By Kenneth Merrill
Cybersecurity experts from academia, industry, government, and civil society met at American University last week to discuss some of the key challenges and opportunities facing citizens, private enterprise, and policymakers as they wrestle with questions over how best to manage information security threats.
Hosted by the American University (AU) Center for Israel Studies, AU’s Internet Governance Lab, the American Associates of Ben-Gurion University of the Negev, The American University Washington School of Law, AU’s School of International Service, the Kogod School of Business, Kogod’s Cybersecurity Governance Center, and the AU School of Communication, the two-day conference drew on US-Israeli perspectives to address some of the most important cybersecurity issues facing citizens and governments in both countries and beyond.
How can cybersecurity and human rights coexist in the digital era?

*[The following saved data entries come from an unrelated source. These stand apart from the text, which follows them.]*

Issue #12, opened 2014-10-16
Should we encourage abstract types?


gvanrossum:
In principle yes, in practice there are issues (long type names, strings and bytes being iterables and sequences).

ambv:
Yes, variables and attributes have concrete types and it's all good. Function return types might want to be concrete or abstract, depending on who defines the interface (see: Protocols). __add__ in lists is a good example to show how this might be an issue. Can mypy discover this? If not, we might want to warn about this subtlety.

gvanrossum:
Łukasz, I think you can close this issue once you add a sentence to the PEP text.

flying-sheep:
hmm, i don’t like non-abstract types here.

what advantages does the existence of List, DIct, Set, and FrozenSet have?

why not just use consistent abstract classes: in shell-expand: `{Mutable,}{Sequence,Mapping,Set}`

gvanrossum:
Remember that Python is pretty pragmatic. List has a sort() method, which MutableSequence does not (and should not) have. List+List works, while Sequence+Sequence doesn't. Etc.

flying-sheep:
maybe we should add new mixin methods that address this?

`Sequence` could define `__add__`, and `MutableSequence` could define `sort` (should be no problem as it already does define `reverse`)

alternatively, we could add new generic abstract classes that define the functionality not covered by the current ABCs, but not bound to concrete builtin types.

abarnert:
`[1] + (2, 3)` is a `TypeError`. I don't think you're suggesting to change that. (Otherwise, `['abc'] + 'def'` would succeed, presumably returning `['abc', 'd', 'e', 'f']`, and I doubt you want that?)

Of course you could define `Sequence.__add__` requires the `other` parameter to be covariant with `self` instead of contravariant (although I don't think there's any way to write that in the current syntax, but it's actually a general problem with `__add__` and other operator methods that are effectively multiple dispatch…). But that still wouldn't help. If a user writes `f() + [1, 2]`, and `f` is only defined to return `MutableSequence` instead of `list`, it will fail the check.

Also, a mixin method for `sort` would be a pretty ugly thing, because anyone calling `x.sort()` is presumably expecting an in-place sort, but the only way `MutableSequence.sort` could be implemented i something like `self[:] = sorted(self)`.

So, I think it's reasonable that methods should be able to specify concrete return types like `list`, or `List[int]`.

abarnert:
I have a different worry here.

Everyone seems to agree with this:

[...]

PR #47, opened 2015-01-17
Specify that ABCs should be used in signatures

flying-sheep:
As discussed in #12, concrete types are useful as return values or inline variables, but bad in function signatures, as most functions will e.g. loop over their sequence arguments, or index into it, instead of mutating them by invoking `sort` on them (`sorted` works on `Sequence`s anyway!) or concatenating them via `+`.

It’s not part of the Zen Of Python, but [the robustness principle](https://en.wikipedia.org/wiki/Robustness_principle) is good to adhere to:

> Be conservative in what you send, be liberal in what you accept

### DIFF
--- a/pep-0484.txt
+++ b/pep-0484.txt
@@ -317,6 +317,12 @@ holds a set of classes representing builtin types with generics, namely:
   case the following arguments are considered the same type as the last
   defined type on the tuple.
 
+.. attention::
+   None of these is intended for use in function or method signatures.
+   Unless the function needs methods that ``collections.abc`` does not
+   provide, function signatures should always use the abstract classes
+   ``Sequence``, ``Mapping``, ``AbstractSet`` and so on.
+
 It also introduces factories and helper members needed to express
 generics and union types:
 


gvanrossum:
The currently proposed wording is too strong. There are many, many situations where requiring a programmer to think about which abstract type to use is just not worth their time. Practicality beats purity.

flying-sheep:
OK. any specific phasing you’d like? How about:

> These types are mainly for use as return values or inline. In case you
> intend to use a collection in function signatures, please consider using
> one of the abstract types like ``Sequence``, ``Mapping``, or ``AbstractSet``.

and what rST directive is the best in your eyes? there are (in the order i think they are most fitting):

*    attention
*    hint
*    note
*    important
*    tip
*    caution
*    warning
*    danger
*    error

gvanrossum:
Thanks, I think we'll borrow most of your words. I don't want to start using any of those rST callouts (this is not end user documentation, and this particular issue isn't normative). No need to submit another PR for this.

flying-sheep:
OK, great!

gvanrossum:
I committed something inspired by your words. :-)

flying-sheep:
Sounds great, thanks!

PR #66, opened 2015-03-26
Clarifications for cast and overload

ceridwen:
Two small suggestions:

1) I'm assuming cast is not a new built-in, in which case it should be imported in the example.

2) I'd suggest the utility functions should also be included in the namespace section.


gvanrossum:
Thanks, I solved this and a number of similar items in revision df02fc3b40b600e4bf7779fad5b99b4c0c096744.

Issue #97, opened 2015-04-22
Additional use case for stub files


JimJJewett:
Some of the nightmare signatures are correct, and even desirable in certain circumstances.  They're just too noisy for easy reading.

As long as separate files for the interface are available (and can even be supplied by 3rd parties, such as IDE developers), that seems like a good place to put the extra-verbose annotations.

gvanrossum:
I wonder if in some cases it would make sense to use Any for the arguments (or something simple like `Iterable[Any]`) but specify the return type more carefully. That way the imprecise stubs won't catch type errors on the call site but at least they won't prevent further analysis using the result.

JimJJewett:
There are absolutely cases where it makes sense for the primary source file to annotate only the return type.  Sometimes the type of the parameters seems obvious by the name (or local convention), but the return type would otherwise require reading the function. 

In some of those cases, an IDE might appreciate an interface file that is explicit about the parameter types anyhow, even if that would be noise for the human reader.

gvanrossum:
What's the action item here?

PR #104, opened 2015-04-28
Jim J Jewett stubs for extra precision

JimJJewett:


JimJJewett:
This covers the original point of Issue #97 
I'm not sure what the action item should be about Guido's additional questions, so I'll just let those questions about partial signatures settle for a while.

gvanrossum:
I don't think the list of use cases needs to be exhausted. I also believe the readability issue is overblown. So rejecting this edit.

PR #117, opened 2015-05-20
Clarify how constants are set at runtime.

The-Compiler:
I think "these always reflect the current platform" is too ambiguous, as there are many subtleties in how platforms can be compared. This makes this more clear in the PEP.


gvanrossum:
Thanks! I committed a slight variation.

How should private and public entities in Israel and the United States work to prevent and respond to cybertheft while preserving innovation essential to economic growth and national security? What are the national policies of each country with respect to the protection of cyber infrastructure and the role of cyber operations in national security strategy? At the same time as these global cyber challenges emerge, the United States and Israel have two of the most robust and innovative cybersecurity industry clusters. What cooperation and collaboration is necessary to support the massive cybersecurity industries in these countries?
To begin to answer these questions the conference kicked off with a keynote address from Professor Yuval Elovici of Ben-Gurion University of the Negev’s Department of Information Systems Engineering and the director of the University’s Cyber Security Research Center. Titled “The Internet of Things: The New Frontier of Cyber Conflict,” professor Elovici’s remarks provided an accessible yet in-depth assessment of the state of play at the intersection of the Internet of things (IoT) and cyber security. Citing multiple examples of his research teams’ experimental approaches to testing various IoT security vulnerabilities, professor Evolici left many in the audience rightly concerned, as Internet-connected devices become increasingly embedded in our homes and lives.
On Tuesday morning the conference began with a networking breakfast and opening remarks by AU President Cornelius Kerwin. This was followed by four panel discussions, the first of which focused on Cybersecurity and Human Rights. “Cybersecurity is the great human rights issue of our time — human security depends on cyber security,” explained AU School of Communication professor and Internet Governance Lab co-director Dr. Laura DeNardis, who moderated the panel.
Joining Dr. DeNardis were Washington College of Law professor and Internet Governance Lab Faculty Fellow Jennifer Daskal, Eldar Haber of the University of Haifa, Michael Nelson of Cloudfare, and Benjamin Dean of the Center for Democracy and Technology. Replying to a question from the audience regarding law enforcement access to data held outside the U.S. (even by U.S.-based companies, as in the recentMicrosoft/Ireland case), professor Daskal explained how approaches to jurisdiction that turn on physical location promote data localization, which paradoxically imposes local consequences on human rights.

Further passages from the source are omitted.